PR #175, opened 2020-06-03
More general ModLog

bjorn-martinsson:
This PR adds two new features to ModLog(a,b,m).

1. The return value is now smallest x > 0, instead of smallest x >= 0. This allows for being able to calculate the order of an element a by doing ModLog(a,1,m).
2. It is no longer required for a and m to be coprime.

The algorithm is a modified version of the standard baby-step giant-step method. The modification allows for even non-coprime input using an original idea of mine.

Standard baby-step giant-step is based around finding (i, j) such that a^(i * n) = b * a^j (mod m), where n > sqrt(m) and 0<i,j<=n. If a and m are coprime, then a^j has a modular inverse, which means a^(i * n - j) = b (mod m). 

The modification (allowing for non-coprime a and m) is based around the following idea.

Assume p^x is a prime power divisor of m.
Then we have 3 cases
1. b is divisible by p^x
2. b is divisible only by some p^y, 0<y<x
3. b is not divisible by p

The important thing to note is that in case 2, the discrete log (if it exists) cannot be > sqrt(m), (technically it cannot be >= log2(m)). So once you've checked all exponents of a that are <= sqrt(m) you cannot have case 2. Case 2 is the only tricky case. 

So the modification involves checking all exponents of a that are <= n, and then handling the non-tricky cases by a simple gcd(a^n, m) = gcd(b, m) check.

### DIFF
--- a/content/number-theory/ModLog.h
+++ b/content/number-theory/ModLog.h
@@ -1,21 +1,22 @@
 /**
- * Author: Andrei Navumenka, chilli
- * Date: 2019-11-08
- * License: Unlicense
- * Source: https://github.com/indy256/codelibrary/blob/master/cpp/numbertheory/discrete_log.cpp
- * Description: Returns the smallest $x \ge 0$ s.t. $a^x = b \pmod m$. a and m must be coprime.
+ * Author: Bjorn Martinsson
+ * Date: 2020-06-03
+ * License: CC0
+ * Source: own work
+ * Description: Returns the smallest $x > 0$ s.t. $a^x = b \pmod m$.
  * Time: $O(\sqrt m)$
- * Status: tested for all 0 <= a,x,m < 200.
+ * Status: tested for all 0 <= a,x < 500 and 0 < m < 500.
  */
 #pragma once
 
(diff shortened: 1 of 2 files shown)


content/number-theory/ModLog.h
```diff
@@ -1,21 +1,22 @@
...
-	rep(i,0,n) if (f.count(b = b * a % m))
-		res = min(res, f[b] * n - i - 1);
-	return res;
+    ll n = (ll) sqrt(m) + 1, e = 1, f = 1, j = 1;
+    unordered_map<ll, ll> A;
+    while (j <= n && (e = f = e * a % m) != b % m)
+        A[e * b % m] = j++;
+    if (e == b % m) return j;
+    if (__gcd(m, e) == __gcd(m, b)) 
+        rep(i, 2, n + 2) if (A.count(e = e * f % m))
```
simonlindholm, line 19: nit: `rep(i,2,n+2)` for consistency

bjorn-martinsson: Fixed

PR #176, opened 2020-06-05
Let `eulerWalk()` return the edge indices by default

Mohammad-Yasser:
I think that you already have thought about this and have your reasons why you didn't do that.
If you'd like to point out the reasons, I'll be grateful, because I thought of possible reasons and couldn't find any.
The only disadvantage is that the code is a bit longer in my opinion.

The changes:
- Let the default behavior be to return the edge indices.
Justification: If you don't want them, you'll just not use them, but if you want them, you'll have to do a change (minor yet still a change).
- Let the default `src` be a non-isolated node.
Justification: If I want to get a cycle and the graph can have isolated nodes, I'll need to specify the node myself.
Bonus: What about searching for an odd-degree node first to account for the case of Euler Path? I think this should be done too.
- Don't create a new vector just to return.
Justification: It's a nitpick, I'm not sure if it's worthy.

### DIFF
--- a/content/graph/EulerWalk.h
+++ b/content/graph/EulerWalk.h
@@ -6,26 +6,44 @@
  * Description: Eulerian undirected/directed path/cycle algorithm.
  * Input should be a vector of (dest, global edge index), where
  * for undirected graphs, forward/backward edges have the same index.
- * Returns a list of nodes in the Eulerian path/cycle with src at both start and end, or
- * empty list if no cycle/path exists.
- * To get edge indices back, add .second to s and ret.
+ * Returns a list of pairs of the nodes in the Eulerian path/cycle with src at both start and end,
+ * and the edge indices, or empty list if no cycle/path exists.
  * Time: O(V + E)
  * Status: stress-tested
  */
 #pragma once
 
-vi eulerWalk(vector<vector<pii>>& gr, int nedges, int src=0) {
-	int n = sz(gr);
-	vi D(n), its(n), eu(nedges), ret, s = {src};
-	D[src]++; // to allow Euler paths, not just cycles
-	while (!s.empty()) {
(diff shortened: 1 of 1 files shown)


simonlindholm:
I'm not totally opposed to having it return the edge indices, since modifying code can indeed be tricky. The main reason I haven't done it is that it complicates both code and description/usage.

As is I'm not a fan of this PR -- it bloats code size *a lot*, and KACTL cares deeply about that. This is also why there's no auto-detection of where to start (putting "set src to a non-isolated node, with odd degree if possible" in the description would be better IMO), and why it uses {ret.rbegin(), ret.rend()}. Codegolfing it back into its original form would help a bit, not sure if worth taking still though. (Admittedly the original code is a bit over-golfed with multiple statements on one line, which KACTL usually doesn't do... but I feel like it's readable enough.)

Mohammad-Yasser:
Makes sense yeah.

I have another suggestion that maybe like a middle ground, introduce two helper functions:
- `vector<pii> eulerPath(graph, nedges)`: Finds an odd-degree node, if any, or a positive-degree node, and call `eulerWalk` with it as `src`.
- `vector<pii> eulerCycle(graph, nedges)`: Finds a positive-degree node and call `eulerWalk` with it as `src`, and return `{}` if the output is not a cycle.

That way the old function will remain as it is, but it'll be optional to use these two functions.
I'm assuming that you don't want much code in this function, but don't mind to have other non-essential functions. Ofc if there should not be non-essential code at all, then this suggestion won't be suitable as well.

simonlindholm:
That's a nice thought, but unfortunately doesn't help with the goal of code size -- KACTL tries to keep to an ICPC-imposed limit of 25 pages.

Chillee:
You can also just make it a separate file, and include `eulerWalk.h`. That way, those that want it can include it, and others don't need to.

PR #177, opened 2020-08-30
Make `LineContainer.inf` static

Mohammad-Yasser:
This allows us to use the assignment operator `=` with `LineContainer` objects.
Without making it static, trying to do `line_container1 = line_container2;` results in a compilation error.


simonlindholm (approved):
Makes sense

- - - -

Could you please give the number of lines in the data above that contain the word "divisible"? Only the number is needed.

3